[WORK INSTRUCTIONS]: Reproduce exactly, and nothing but, the lines between the one with "timeout_event = threading.Event()" and the end of the entries, both ends included.

[Saved entries]:
PR #1029, opened 2026-07-25
refactor(daemon): remove dead parent dispatch scaffolding

huangzesen:
## Summary

- remove the parent `ThreadPoolExecutor` / future / watchdog dispatch scaffolding that became unreachable when daemon detachment was made unconditional in `cdc641cd`
- keep the detached supervisor/run-dir path, live `_run_emanation` execution-host forwarding, event/record emission, terminal notifications, and backend/MCP/preset/timeout plumbing unchanged
- migrate two per-batch timeout tests from mocked dead watchdog arguments to the durable detached-run manifest that the supervisor actually consumes
- preserve the CLI `handoff` response key while consolidating the formerly always-taken detached return

## Scope

This is the report's K02 slice only. It does not include other simplification candidates or deferred contract work.

The now-empty general `_pools` cleanup surface plus `_watchdog`, `_arm_batch_done_cancel`, `_on_emanation_done`, and their pre-existing ANATOMY descriptions are intentionally left for a separate coherent follow-up rather than expanding this PR.

## Validation

- `git diff --check`
- `python -m py_compile src/lingtai/tools/daemon/__init__.py tests/test_daemon_per_batch_limits.py`
- parent focused gate: 60 passed across per-batch limits, detached supervisor, CLI watchdog scope, lifecycle shutdown, and architecture documents
- Sonnet implementation gate: 524 passed across the broader daemon/supervisor surface
- independent Opus 5 exact-diff final: APPROVE / no blockers; foreground review commands passed 57, 369, 129, and 12 tests respectively

No merge is requested or authorized by this PR creation.

### DIFF
--- a/src/lingtai/tools/daemon/__init__.py
+++ b/src/lingtai/tools/daemon/__init__.py
@@ -4128,15 +4128,6 @@ class DaemonManager:
                 "preset_handlers": preset_handlers,
             })
 
-        cancel_event = threading.Event()
-        # Separate event so the watchdog can distinguish timeout from manual
-        # reclaim. Watchdog sets BOTH on timeout; reclaim sets only cancel_event.
-        # The run loop checks timeout_event first to call mark_timeout vs
-        # mark_cancelled.
-        timeout_event = threading.Event()
-        pool = ThreadPoolExecutor(max_workers=len(tasks))
-        self._pools.append((pool, cancel_event))
-
         ids = []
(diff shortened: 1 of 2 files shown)


huangzesen:
Closing per Jason's 2026-07-27 Daemon one-pass disposition: this behavior is already carried by current main via the reviewed aggregate path, so the stale slice must not be replayed. Source branch and evidence are intentionally preserved; no branch deletion.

[EXERCISE ANSWER]:
-        timeout_event = threading.Event()
-        pool = ThreadPoolExecutor(max_workers=len(tasks))
-        self._pools.append((pool, cancel_event))
-
         ids = []
(diff shortened: 1 of 2 files shown)


huangzesen:
Closing per Jason's 2026-07-27 Daemon one-pass disposition: this behavior is already carried by current main via the reviewed aggregate path, so the stale slice must not be replayed. Source branch and evidence are intentionally preserved; no branch deletion.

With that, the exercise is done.